Sister of Caesar and grandmother of Augustus

Julia Minor (before 100 BC – 51 BC) was the second of two daughters of Gaius Julius Caesar and Aurelia. She was an elder sister of the dictator Julius Caesar, and the maternal grandmother of Rome's first emperor Augustus.

==Biography==

===Bona Dea scandal===
It is not known if it was the elder or the younger of the dictator's sisters who gave evidence against Publius Clodius Pulcher when he was impeached for impiety in 61 BC. Julia and her mother gave the legal courts a detailed account of the affair he had with Pompeia, Julius Caesar's wife. Caesar divorced Pompeia over the scandal.

===Marriage and offspring===
Julia married Marcus Atius Balbus, a praetor and commissioner who came from a senatorial family of plebeian status. Julia bore him three (or two, according to other sources) daughters and possibly a son named Marcus Atius Balbus. The second daughter was the mother of Octavia Minor (fourth wife of triumvir Mark Antony) and of Rome's first Emperor Augustus. Her youngest daughter was the wife of Lucius Marcius Philippus, and they had a daughter named Marcia.

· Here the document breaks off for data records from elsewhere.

PR #1, opened 2019-05-30
[BB-1242] Rename project, change Postgres and Redis version

Agrendalath:
This addresses review comments.


README.rst
```diff
@@ -24,14 +24,30 @@ Moved to settings_.
 Basic Commands
 --------------
 
+Running locally with Docker
+^^^^^^^^^^^^^^^^^^^^^^^^^^^
+
+Open a terminal at the project root and run the following for local development::
+
+    $ docker-compose -f local.yml up
```
lgp171188: @Agrendalath, passing the `-f local.yml` argument can quickly become cumbersome. So it might be a good idea to mention here that the `COMPOSE_FILE` environment variable can be set to get rid of it in every command. This is mentioned in the documentation linked below, but imho this is handy enough to mention it here itself.

Also, it is the standard Django development server port, it is probably a good idea to mention that the web application is accessible at http://localhost:8000

.circleci/config.yml
```diff
@@ -33,32 +33,41 @@ jobs:
...
             curl -L https://github.com/docker/compose/releases/download/1.19.0/docker-compose-`uname -s`-`uname -m` > ~/docker-compose
             chmod +x ~/docker-compose
             sudo mv ~/docker-compose /usr/local/bin/docker-compose
       - run:
           name: Build and push Docker image
-          filters:
-            branches:
-              only: master
           command: |
             echo $DOCKER_PASSWORD | docker login -u $DOCKER_LOGIN --password-stdin
```
lgp171188: @Agrendalath, do not forget to store these environment variables, particularly the ones which are secrets, in Vault, in case you havn't done it already.

.circleci/config.yml
```diff
@@ -33,32 +33,41 @@ jobs:
...
             docker-compose -f production.yml build
             docker-compose -f production.yml push
```
lgp171188: @Agrendalath, I don't know a lot about docker - does this push the built image(s) to a docker registry? If so, which registry is it - Docker Hub? Do the images contain any secrets baked in? If so, we cannot push the image to a public registry.

.coveragerc
```diff
@@ -1,5 +1,5 @@
 [run]
-include = sprint_management_application/*
```
lgp171188: @Agrendalath, sorry about requesting a name change. It is a huge change and a lot of work to test and verify that everything works okay.

README.rst
```diff
@@ -78,7 +94,7 @@ To run a celery worker:
 
 .. code-block:: bash
 
-    cd sprint_management_application
+    cd sprints
```
lgp171188: @Agrendalath, don't we have to run this command the one in the next line inside the container using `docker-compose`?

README.rst
```diff
@@ -78,7 +94,7 @@ To run a celery worker:
...
     celery -A config.celery_app worker -l info
 
 Please note: For Celery's import magic to work, it is important *where* the celery commands are run. If you are in the same folder with *manage.py*, you should be right.
```
lgp171188: @Agrendalath, in the following section `Sentry` is mentioned. Are we planning to use it instead of our hosted infrastructure that we use to monitor logs? If not, can we remove it from the documentation and also from the places it is used?

.circleci/config.yml
Agrendalath: Ah, good point, I'll put them there :+1:

.circleci/config.yml
Agrendalath: The images don't contain any secrets. They are loaded from `.env` files.

.coveragerc
Agrendalath: No worries, `find -type f -print0 |xargs -0 sed -i 's/sprint_management_application/sprints/g'` + a little manual work around IDE configs didn't take much time.

README.rst
Agrendalath: That's correct. I forgot to add it.

README.rst
Agrendalath: I find Sentry really handy for catching the full context of an error. It's currently set up for the server (I'll put credentials in the Vault), but I can remove it if we won't want to use it.

README.rst
```diff
@@ -42,23 +68,23 @@ Running type checks with mypy:
...
 Test coverage
 ^^^^^^^^^^^^^
 
 To run the tests, check your test coverage, and generate an HTML coverage report::
 
-    $ coverage run -m pytest
-    $ coverage html
+    $ docker-compose -f local.yml run django coverage run -m pytest
+    $ docker-compose -f local.yml run django coverage html
     $ open htmlcov/index.html
```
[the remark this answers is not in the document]
Agrendalath: @lgp171188, it's also available in, e.g., Haiku OS or Fish shell, but that's right - it's not Linux-specific. I updated the README.

PR #2, opened 2019-06-03
[BB-1243] Set up Google auth

Agrendalath:
This disables standard (credential) login/registration and enables Google auth.

## Testing instructions:
1. Run local environment with this branch.
1. Go to http://localhost:8000/admin/socialaccount/socialapp/add/ and set the social application according to the comment in the ticket.
1. Click the `Sign In` button on the main page.

### DIFF
--- a/.idea/misc.xml
+++ b/.idea/misc.xml
@@ -3,5 +3,4 @@
   <component name="JavaScriptSettings">
     <option name="languageLevel" value="ES6" />
   </component>
-  <component name="ProjectRootManager" version="2" project-jdk-name="Remote Python 3.7.3 Docker Compose (django at [/home/piotr/work/OpenCraft/projects/sprints/local.yml])" project-jdk-type="Python SDK" />
 </project>
--- a/config/settings/base.py
+++ b/config/settings/base.py
@@ -269,7 +269,7 @@ CELERYD_TASK_SOFT_TIME_LIMIT = 60
 # django-allauth
 # ------------------------------------------------------------------------------
 # https://django-allauth.readthedocs.io/en/latest/configuration.html
-ACCOUNT_AUTHENTICATION_METHOD = "username"
+ACCOUNT_AUTHENTICATION_METHOD = "email"
 ACCOUNT_USERNAME_REQUIRED = False
 ACCOUNT_EMAIL_REQUIRED = True
 ACCOUNT_EMAIL_VERIFICATION = "mandatory"
@@ -277,9 +277,10 @@ ACCOUNT_ADAPTER = "sprints.users.adapters.AccountAdapter"
 SOCIALACCOUNT_ADAPTER = "sprints.users.adapters.SocialAccountAdapter"
 SOCIALACCOUNT_EMAIL_VERIFICATION = False
 # Custom options for disabling login/registration.
-ACCOUNT_ALLOW_LOGIN = env.bool("DJANGO_ACCOUNT_ALLOW_LOGIN", False)
-ACCOUNT_ALLOW_REGISTRATION = env.bool("DJANGO_ACCOUNT_ALLOW_REGISTRATION", False)
+ACCOUNT_ALLOW_LOGIN = env.bool("DJANGO_ACCOUNT_ALLOW_LOGIN", True)
+ACCOUNT_ALLOW_REGISTRATION = env.bool("DJANGO_ACCOUNT_ALLOW_REGISTRATION", True)
 SOCIALACCOUNT_ALLOW_REGISTRATION = env.bool("DJANGO_SOCIALACCOUNT_ALLOW_REGISTRATION", True)
+ACCOUNT_ALLOWED_EMAIL_DOMAINS = env.list("DJANGO_ACCOUNT_ALLOWED_EMAIL_DOMAINS", default=["opencraft.com"])
 
 
 # Your stuff...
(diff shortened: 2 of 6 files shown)


lgp171188:
@Agrendalath, one thing I noticed while testing this app is that a user cannot sign out as long as he/she is signed into the Google account used to log in to the site. I don't know if this is intentional and expected, but as some one who often wears a tin-foil hat, I wouldn't want to rely on Google as the only way to sign in to the site.

sprints/users/adapters.py
```diff
@@ -13,4 +13,4 @@ def is_open_for_signup(self, request: HttpRequest):
 
 class SocialAccountAdapter(DefaultSocialAccountAdapter):
```
lgp171188: @Agrendalath, do we want any Google account to be able to login and not just the ones under the `opencraft.com` domain? If so, some code changes (and corresponding tests) will be required.

.idea/misc.xml
```diff
@@ -3,5 +3,4 @@
   <component name="JavaScriptSettings">
     <option name="languageLevel" value="ES6" />
   </component>
-  <component name="ProjectRootManager" version="2" project-jdk-name="Remote Python 3.7.3 Docker Compose (django at [/home/piotr/work/OpenCraft/projects/sprints/local.yml])" project-jdk-type="Python SDK" />
```
lgp171188: @Agrendalath, are these (this and a few other changes below) related to the Google social auth setup at all? If so, can you separate them into a different commit that makes it obvious what they are for?

config/settings/base.py
```diff
@@ -264,19 +265,21 @@
...
 ACCOUNT_EMAIL_REQUIRED = True
-# https://django-allauth.readthedocs.io/en/latest/configuration.html
 ACCOUNT_EMAIL_VERIFICATION = "mandatory"
-# https://django-allauth.readthedocs.io/en/latest/configuration.html
 ACCOUNT_ADAPTER = "sprints.users.adapters.AccountAdapter"
-# https://django-allauth.readthedocs.io/en/latest/configuration.html
 SOCIALACCOUNT_ADAPTER = "sprints.users.adapters.SocialAccountAdapter"
+SOCIALACCOUNT_EMAIL_VERIFICATION = False
+# Custom options for disabling login/registration.
+ACCOUNT_ALLOW_LOGIN = env.bool("DJANGO_ACCOUNT_ALLOW_LOGIN", False)
```
lgp171188: @Agrendalath, I would love to have this enabled.

sprints/templates/base.html
```diff
@@ -59,13 +59,10 @@
...
             {% else %}
+              {% load socialaccount %}
               <li class="nav-item">
                 {# URL provided by django-allauth/account/urls.py #}
-                <a id="sign-up-link" class="nav-link" href="{% url 'account_signup' %}">{% trans "Sign Up" %}</a>
-              </li>
-              <li class="nav-item">
-                {# URL provided by django-allauth/account/urls.py #}
-                <a id="log-in-link" class="nav-link" href="{% url 'account_login' %}">{% trans "Sign In" %}</a>
+                <a id="log-in-link" class="nav-link" href="{% provider_login_url 'google' %}">{% trans "Sign In" %}</a>
```
lgp171188: @Agrendalath, is there a way to create a login page that prompts for username/email and password and allows optionally using Google for authentication - kinda like how LMS login page is?

sprints/users/adapters.py
lgp171188: @Agrendalath, I tested this and found that it works correctly and throws an error. :+1:

Agrendalath: @lgp171188, this has been set up on the Google application side.

config/settings/base.py
Agrendalath: @lgp171188, this has been pushed accidentally with #1 after renaming the whole project. Should I remove it from here and make a separate PR for this change?

.idea/misc.xml
Agrendalath: @lgp171188, this has been pushed accidentally with #1 after renaming the whole project. Should I remove it from here and make a separate PR for this change?

sprints/templates/base.html
lgp171188: @Agrendalath, I tested this and it works! Can we disable registration since this will be exposed to the internet? I am not sure if it is possible - but can we have the registration done solely through Google and the actual login be done via either? This would require the ability to set or change the password for a user created via Google. This is just a suggestion and can be worked on in a separate ticket.

Also, a minor nit (can be fixed during further work on this project) that I noticed was that on the `/users/~update/` page, the `Update` button doesn't have any styling.

Agrendalath: @lgp171188, sure, we can just set up `DJANGO_ACCOUNT_ALLOW_REGISTRATION` to `False` on prod. We also have `ACCOUNT_ALLOWED_EMAIL_DOMAINS` now, so I don't think that open registration makes a huge difference here.

> This would require the ability to set or change the password for a user created via Google.
Makes sense. Currently it's possible to use "Forgot password" button for this.

The `/users/~update/` page will be removed in BB-1244 as we won't be using it.

Agrendalath:
@lgp171188, +1 per chat conversation. Please add the proper comment later.

lgp171188:
:+1: 
- [x] I tested the social login functionality and it works
- [x] I read through the code
- [x] ~~I checked for accessibility issues~~ NA
- [x] ~~Includes documentation~~ NA

PR #6, opened 2019-07-15
[BB-1247] Prepare production

Agrendalath:
This tweaks production settings and adds CI for automating frontend and backend deployments.

## Testing instructions:
1. Visit https://sprints.opencraft.com and check that the dashboard is working as intended.


.circleci/config.yml
```diff
@@ -54,21 +57,84 @@ jobs:
...
       - test
-      - deploy:
+
+      - build_backend:
           requires:
             - test
           filters:
             branches:
-              only: master
+              only: agrendalath/bb-1247-production
```
giovannicimolin: Don't forget to change this before merging.

config/settings/base.py
```diff
@@ -287,13 +287,6 @@
 SOCIALACCOUNT_ALLOW_REGISTRATION = env.bool("DJANGO_SOCIALACCOUNT_ALLOW_REGISTRATION", True)
 ACCOUNT_ALLOWED_EMAIL_DOMAINS = env.list("DJANGO_ACCOUNT_ALLOWED_EMAIL_DOMAINS", default=["opencraft.com"])
 
-# Social
```
giovannicimolin: Why are these settings being removed? Are we passing variables in a different way for the SSO?

config/settings/production.py
```diff
@@ -132,31 +132,40 @@ class MediaRootS3Boto3Storage(S3Boto3Storage):
...
+    "DJANGO_DEFAULT_FROM_EMAIL", default="Sprints <noreply@sprints.opencraft.com>"
 )
 # https://docs.djangoproject.com/en/dev/ref/settings/#server-email
 SERVER_EMAIL = env("DJANGO_SERVER_EMAIL", default=DEFAULT_FROM_EMAIL)
 # https://docs.djangoproject.com/en/dev/ref/settings/#email-subject-prefix
 EMAIL_SUBJECT_PREFIX = env(
-    "DJANGO_EMAIL_SUBJECT_PREFIX", default="[Sprint Management Application]"
+    "DJANGO_EMAIL_SUBJECT_PREFIX", default="[Sprints]"
 )
+# https://docs.djangoproject.com/en/dev/ref/settings/#email-backend
```
giovannicimolin: Why are we using 2 email backends? 
Are there any benefits to this? 
Will we be using Django's email backend or Anymail as default?

.circleci/config.yml
```diff
@@ -54,21 +57,84 @@ jobs:
...
+      - build_frontend:
+          requires:
+            - test
+          filters:
+            branches:
+              only: agrendalath/bb-1247-production
```
giovannicimolin: This too :grin:

.circleci/config.yml
```diff
@@ -1,4 +1,7 @@
-version: 2
+version: 2.1
+orbs:
+  aws-s3: circleci/aws-s3@1.0.11
```
giovannicimolin: First time I see orbs being used. Nice :+1:

.circleci/config.yml
```diff
@@ -54,21 +57,84 @@ jobs:
...
+            aws cloudfront create-invalidation --distribution-id $AWS_CLOUDFRONT_DISTRIBUTION_ID --paths '/*'
+
+  deploy_backend:
+    docker:
+      - image: circleci/python:3.7
+    steps:
+      - run:
+          name: Deploy backend
+          command: |
+            ssh -o StrictHostKeyChecking=no $HOST_USERNAME@$HOSTNAME "/bin/bash /sprints/deploy.sh"
```
giovannicimolin: Can you disable passing credentials to forks on the CI configuration? 
This is to ensure that our production environment will be safe, and no variables will be leaked through the CI.

Agrendalath: @giovannicimolin, it is [disabled by default](https://circleci.com/docs/2.0/oss/#security). You can check that it's disabled [here](https://circleci.com/gh/open-craft/sprints/edit#advanced-settings).

.circleci/config.yml
Agrendalath: Thanks! :)

config/settings/base.py
Agrendalath: Yep, there were some problems with the library handling social auth and we switched to a different one. I forgot to remove these settings in #3. Sorry for the noise in this PR!

config/settings/production.py
Agrendalath: Anymail (Mailgun) support was included in the generated part of this project, but, since we want to handle it differently, I made `django.core.mail.backends.smtp.EmailBackend` the default one with an option to easily switch between them. Do you think it makes sense or should we remove Anymail completely from here?

giovannicimolin: @Agrendalath I think that it doesn't hurt to leave it here! We can use it to set up SES in the future, instead of using Gmail accounts or the ops email.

Another Atia, who may have been her granddaughter through her son (probably from a marriage to a Claudia) may have been married to Gaius Junius Silanus. This Atia was the mother of Gaius Junius Silanus who became consul in AD 10. Sons of Silanus were Appius Junius Silanus (consul in 28), Decimus Junius Silanus (who was involved in the disgrace of Julia the Younger) and Marcus Junius Silanus (consul suffectus in 15).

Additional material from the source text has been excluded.